### WHAT YOU HAVE TO DO
Search the records below for the line containing "len(CLUSTER_SERVERS) + POOL_WORKERS.". Write out that line and every line after it exactly as written.

Records from a dataset:
══════

PR #1888, opened 2017-04-03
settings: reduce default number of threads

iksaif:
See #1885

### DIFF
--- a/webapp/graphite/local_settings.py.example
+++ b/webapp/graphite/local_settings.py.example
@@ -248,18 +248,23 @@
 # Creates a pool of worker threads to which tasks can be dispatched. This makes
 # sense if there are multiple CLUSTER_SERVERS because then the communication
 # with them can be parallelized
+# The number of threads is equal to:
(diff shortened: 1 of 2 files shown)


deniszh:
`POOL_WORKERS_PER_BACKEND = 1`
But does reducing `POOL_WORKERS` to 1 making all pool thing useless?

iksaif:
I think that's fine, you end up with between 2 and N threads (with N-1 being the number of backends). That's usually way enough since you're not going to process requests in parallel most of the time.

Remember that the total number of threads is `POOL_WORKERS_PER_BACKEND * len(CLUSTER_SERVERS) + POOL_WORKERS`.

deniszh:
>Remember that the total number of threads is POOL_WORKERS_PER_BACKEND * len(CLUSTER_SERVERS) + POOL_WORKERS.

Cool! Maybe it's worth to mention that somewhere in https://github.com/graphite-project/graphite-web/blob/master/webapp/graphite/local_settings.py.example#L248-L262 ?

iksaif:
Updated :)

deniszh:
Cool! 👍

══════

### ANSWER BOX
>Remember that the total number of threads is POOL_WORKERS_PER_BACKEND * len(CLUSTER_SERVERS) + POOL_WORKERS.

Cool! Maybe it's worth to mention that somewhere in https://github.com/graphite-project/graphite-web/blob/master/webapp/graphite/local_settings.py.example#L248-L262 ?

iksaif:
Updated :)

deniszh:
Cool! 👍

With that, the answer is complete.